From Coordinates to Genes


Creating a gene list starting from peak locations

James Taylor has created a workflow on galaxy which you can import and share:
http://main.g2.bx.psu.edu/u/james/w/workflow-from-ucsc-genes-and-symbols

This workflow allows you to take a set of genome coordinates, in bed format, and retrieve a list of gene names for all of the nearby and flanking genes.

What you need to upload to use in this workflow:

  1. A set of background UCSC genes : upload directly into Galaxy using the Get Data link to UCSC Main. This will take you to the UCSC Table Browser.
    1. In the Table Browser, select your species and the genome build that matches the bed coordinates of your peaks.
    2. Select group:
      "Gene and Gene prediction tracks"
      track: UCSC Genes;
      table: KnownGene
    3. Make sure genome is checked under region (should be by default).
    4. Set output format as BED-browser extensible data and check Send output to Galaxy (will happen by default if you link out of Galaxy).
    5. Then select get output to send the table to Galaxy.

  2. A file that translates UCSC gene names to standard gene symbols (this is the input required for most functional programs).
    To do this:
    1. In Galaxy, Get Data again from UCSC Main.
    2. In the Table browser, repeat steps b and c above; except for the Table, select kg X Ref at the bottom of the drop down menu.
    3. In output format, select selected fields from primary and related tables and select get output
    4. This time a new page will open up; scroll down to hg19.kgXref fields and select both (1) kgID and (2) geneSymbol, then scroll to the bottom of the page and click Allow selection from ... .
    5. Then scroll back up to the top section and select done with selections
    6. A new page will come up; select send query to galaxy.

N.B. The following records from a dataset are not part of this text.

PR #15, opened 2020-07-13
Expanding and checking definitions.

gvwilson:
1. Adding more terms to `glossary.yml` to be defined later.
2. Building utils/check-glossary.py to check internal consistency.

### DIFF
--- a/glossary.yml
+++ b/glossary.yml
@@ -141,7 +141,7 @@
   en:
     term: "branch"
     def: >
-      See [Git branch](git_branch).
+      See [Git branch](#git_branch).
 
 - slug: branch_per_feature_workflow
   en:
--- a/glossary.yml
+++ b/glossary.yml
@@ -1,16 +1,14 @@
-- slug: plus_one
+- slug: abandonware
   en:
-    term: "+1"
+    term: "abandonware"
     def: >
-      A vote in favor of something.
-  fr:
-    term: "+1"
+      FIXME
+
+- slug: absolute_error
+  en:
+    term: "absolute error"
     def: >
-      Un vote en faveur de quelque chose.
-  es:
-    term: "+1"
-    def: >
-      Un voto a favor de alguna cosa.
+      FIXME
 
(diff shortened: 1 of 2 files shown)


gvwilson:
Please merge now - it'll give people lots to define...

glossary.yml
```diff
@@ -127,6 +158,34 @@
...
+      A collection of files, logs, or related information that adequately
+      describes either an unexpected output of some code or program or an unexpected
+      error or warning. This information is used to help find and fix a bug in the
+      program or code.
+
+- slug: bug_tracker
+  en:
+    term: "bug tracker"
+    def: >
+      A system that tracks and manages [reported bugs](#bug_report) for a software program,
```
zkamvar, line 174: There are two methods for creating cross-links here. `[text](#ref)` and `[text](ref)` (https://github.com/carpentries/glosario/pull/15/files#diff-d85e4245bdeda1fb596b9ff8ade0690fR144). Which one is preferred? If these are on separate pages, I would assume that the `[text](ref)` syntax is preferred

gvwilson: This is a bug in the example - all cross-references should use `[text](#ref)` so that they resolve in-page.

glossary.yml
```diff
@@ -107,16 +131,23 @@
...
   en:
     term: "branch"
     def: >
-      A snapshot of a version of a Git repository. Multiple branches can capture
-      multiple versions of the same repository.
-  ref:
-    - feature_branch
-    - fork
-    - master_branch
+      See [Git branch](git_branch).
```
zkamvar, line 144:
```suggestion
      See [Git branch](#git_branch).
```

glossary.yml
ian-flores: Resolved with [text](#ref) as the standard.

ian-flores:
I'm going to merge taking into consideration the following:

- `FIXME` entries are for contributors
-  Link standard is `[text](#ref)`

PR #37, opened 2020-08-02
Adding logo

gvwilson:
Adding a parrot logo for the project.

1.  Adding logo file to `static`.
2.  Updating CSS to get two-column layout for title.
3.  Adding `_includes/title.html` to display title.
4.  Modifying pages to include titles.


_config.yml
```diff
@@ -19,14 +19,17 @@ languages:
   title: Woordelys
 - key: en
   name: English
+  title: Glossary
```
ian-flores, line 22: Why two title entries per key for these 3 languages?

ian-flores: Spanish and French have the same problem.

gvwilson: That was a merge glitch - fixed.

PR #41, opened 2020-08-03
try to deploy only from main repo

fmichonneau:
don't try to deploy from forks (as it will fail)

### DIFF
--- a/.github/workflows/build-and-deploy.yaml
+++ b/.github/workflows/build-and-deploy.yaml
@@ -21,7 +21,7 @@ jobs:
       run: ls -alh _gh-site && ls -alh _gh-site/_data
 
     - name: Deploy
-      if: ${{ github.event_name == 'push' && github.ref == 'refs/heads/master' }}
+      if: ${{ github.event_name == 'push' && github.ref == 'refs/heads/master' && github.repository == 'carpentries/glosario' }}
       uses: maxheld83/ghpages@v0.3.0
       env:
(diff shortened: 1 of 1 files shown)


.github/workflows/build-and-deploy.yaml
```diff
@@ -21,7 +21,7 @@ jobs:
       run: ls -alh _gh-site && ls -alh _gh-site/_data
 
     - name: Deploy
-      if: ${{ github.event_name == 'push' && github.ref == 'refs/heads/master' }}
+      if: ${{ github.event_name == 'push' && github.ref == 'refs/heads/master' && github.repository == 'carpentries/glosario' }}
```
ian-flores, line 24: Why are we doing this?

fmichonneau:
this action takes care of copying the `glossary.yml` file from the root folder to the `_data` folder (where Jekyll expects it). Then it copies the entire content of the repository into a new folder that gets imported into the `gh-pages` branch. From there, we rely on GitHub pages to generate the site.
 
This last part (pushing to the `gh-pages`) can only be done with the correct PAT. When others work on their forks they would see a failure at this step if we don't add this check because they wouldn't be able to push to the `gh-pages` branch. Does that make sense?

ian-flores:
Ah got it. I wasn't clear on this last part so was confused why we wanted to block it to only this repo, now it makes sense. Thanks @fmichonneau !

PR #48, opened 2020-08-13
Improving glossary checks.

gvwilson:
1.  Add `make check` target to `Makefile` to do high-level glossary consistency check.
1.  Add `make checkall` target to `Makefile` to report missing entries in all languages.
1.  Teach `utils/check-glossary.py` to read `_config.yml` configuration as well as glossary in order to check for unknown languages.


gvwilson:
I think this is ready to review and merge.

PR #50, opened 2020-08-13
lint _config.yml

fmichonneau:
add linting of the `_config.yml` file as part of the "Lint" GitHub Actions


zkamvar:
I just submitted #51, but looking at the GA, I'm wondering if this file actually does anything? How should we proceed with linting?

fmichonneau:
I removed the per-command configuration (and added the extra option provided in #51) and it seems that the `.yamllint.yml` is now being taken into account.

zkamvar:
LGTM! I'll go ahead and rescind #51 since it's included here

  3. In Galaxy, import Jame's workflow and select run to start the program.
    1. In the first field, select the table you created in 2, above
    2. In the second field, select the table you created in 1, above
    3. In the third field , select your data set bed file
      1. You need to upload this first
      2. Remember BED file is a tab-separated list of chromosome, start and stop positions for your peaks, saved as plain text:
        chr11234412544
    4. Click run workflow; if all goes well you should end up with a simple list of gene names.

Exercise:
You can try this using the human Hg19 genome build and the TF1-top50.bed file provided for the meme exercise.